Data provided Start Marker
PR #2078, opened 2024-08-24
vite deps: correctly handle addon templates and addon app files

patricklx:
* makes external templates ignored
* optimised templates do not get a pairing
* hbs extension search during bundle 
* externalize app files during bundling 
  * since the request comes from a dep file we cannot know the original addon file. Which is why the from file will be encoded into the specifier.
  * This is required because the resolution can change during development 
* stage2 tests now correctly uses optmized deps

### DIFF
--- a/tests/scenarios/vite-internals-test.ts
+++ b/tests/scenarios/vite-internals-test.ts
@@ -90,11 +90,17 @@ appScenarios
         lib: {
           'app-lib-one.js': `
             globalThis.appLibOneLoaded = (globalThis.appLibOneLoaded ?? 0) + 1;
-            export default function() { return 'app-lib-one'; }
+            const localObject = {
+              message: 'app-lib-one'
+            };
+            export default function() { return localObject; }
           `,
           'app-lib-two.js': `
             globalThis.appLibTwoLoaded = (globalThis.appLibTwoLoaded ?? 0) + 1;
-            export default function() { return 'app-lib-two'; }
+            const localObject = {
+              message: 'app-lib-two'
+            };
+            export default function() { return localObject; }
Data provided End Marker
What is the number of lines in the data above that contain the word "default"? Report the figure only.

Task response:
4